Records supplied -
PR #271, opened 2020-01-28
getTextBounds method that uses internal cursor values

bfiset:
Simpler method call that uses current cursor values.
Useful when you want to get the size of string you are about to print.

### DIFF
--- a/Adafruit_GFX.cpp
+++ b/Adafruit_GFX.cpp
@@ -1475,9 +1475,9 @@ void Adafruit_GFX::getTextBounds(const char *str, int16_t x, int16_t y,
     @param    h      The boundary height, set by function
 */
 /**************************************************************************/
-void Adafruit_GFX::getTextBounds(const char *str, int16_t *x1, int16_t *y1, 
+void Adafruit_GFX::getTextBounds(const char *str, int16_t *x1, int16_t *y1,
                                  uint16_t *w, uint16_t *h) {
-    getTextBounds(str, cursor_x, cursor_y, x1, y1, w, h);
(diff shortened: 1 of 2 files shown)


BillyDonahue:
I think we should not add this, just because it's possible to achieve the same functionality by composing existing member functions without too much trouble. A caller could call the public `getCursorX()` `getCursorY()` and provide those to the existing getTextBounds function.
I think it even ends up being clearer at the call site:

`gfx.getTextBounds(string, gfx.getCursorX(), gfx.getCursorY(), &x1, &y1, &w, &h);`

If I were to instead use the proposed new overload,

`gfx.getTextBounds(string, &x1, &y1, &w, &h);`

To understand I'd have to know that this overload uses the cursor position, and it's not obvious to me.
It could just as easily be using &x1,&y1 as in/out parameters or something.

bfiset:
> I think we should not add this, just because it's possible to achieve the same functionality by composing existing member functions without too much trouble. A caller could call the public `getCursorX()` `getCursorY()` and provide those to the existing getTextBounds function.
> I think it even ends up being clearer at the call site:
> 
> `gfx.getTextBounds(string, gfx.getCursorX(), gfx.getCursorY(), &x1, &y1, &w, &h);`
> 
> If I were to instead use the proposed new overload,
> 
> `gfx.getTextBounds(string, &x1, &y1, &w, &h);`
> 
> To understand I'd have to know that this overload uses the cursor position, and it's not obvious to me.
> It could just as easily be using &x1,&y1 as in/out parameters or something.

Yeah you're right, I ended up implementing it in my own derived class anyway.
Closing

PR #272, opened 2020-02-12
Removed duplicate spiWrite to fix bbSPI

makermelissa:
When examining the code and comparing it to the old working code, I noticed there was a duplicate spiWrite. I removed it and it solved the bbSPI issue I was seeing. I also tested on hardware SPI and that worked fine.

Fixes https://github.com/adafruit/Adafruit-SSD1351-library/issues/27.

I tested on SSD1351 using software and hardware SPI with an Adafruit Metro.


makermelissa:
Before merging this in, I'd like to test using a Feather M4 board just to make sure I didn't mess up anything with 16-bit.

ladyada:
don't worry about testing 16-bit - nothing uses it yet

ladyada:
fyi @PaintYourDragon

Work instructions - Search the preceding listing for "public" and extract every line where it is found.

Task result -
I think we should not add this, just because it's possible to achieve the same functionality by composing existing member functions without too much trouble. A caller could call the public `getCursorX()` `getCursorY()` and provide those to the existing getTextBounds function.
> I think we should not add this, just because it's possible to achieve the same functionality by composing existing member functions without too much trouble. A caller could call the public `getCursorX()` `getCursorY()` and provide those to the existing getTextBounds function.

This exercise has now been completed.